_What to produce:_
Each entry below needs to be retyped exactly as given.

_Stored dataset items:_
<<<<
Issue #465, opened 2020-05-07
Allow installer transforms to run on multiple files


aem:
### What do you want and why?

Currently the transform executor API theoretically could support the user selecting multiple files to transform, or using a detector function to dynamically select all files that pass a custom test.

### Possible implementation(s)

There's two options here. First, we could continue to use the `selectTargetFiles` field which already exists on the API, and just require the author to do whatever they'd like to detect the total list of files to modify.

Alternatively, we could change that prop to something like `detectFile` which takes in a file's AST and the `recast` API (similar to the transform API) and returns a boolean, telling us whether or not to execute the transform on the file. In that case, we'd have to target the entire codebase recursively with the transform which makes it a bit slower, but has the benefit that it will prevent authors from having to write too much boilerplate.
>>>>
_Answer to this problem:_
Issue #465, opened 2020-05-07
Allow installer transforms to run on multiple files


aem:
### What do you want and why?

Currently the transform executor API theoretically could support the user selecting multiple files to transform, or using a detector function to dynamically select all files that pass a custom test.

### Possible implementation(s)

There's two options here. First, we could continue to use the `selectTargetFiles` field which already exists on the API, and just require the author to do whatever they'd like to detect the total list of files to modify.

Alternatively, we could change that prop to something like `detectFile` which takes in a file's AST and the `recast` API (similar to the transform API) and returns a boolean, telling us whether or not to execute the transform on the file. In that case, we'd have to target the entire codebase recursively with the transform which makes it a bit slower, but has the benefit that it will prevent authors from having to write too much boilerplate.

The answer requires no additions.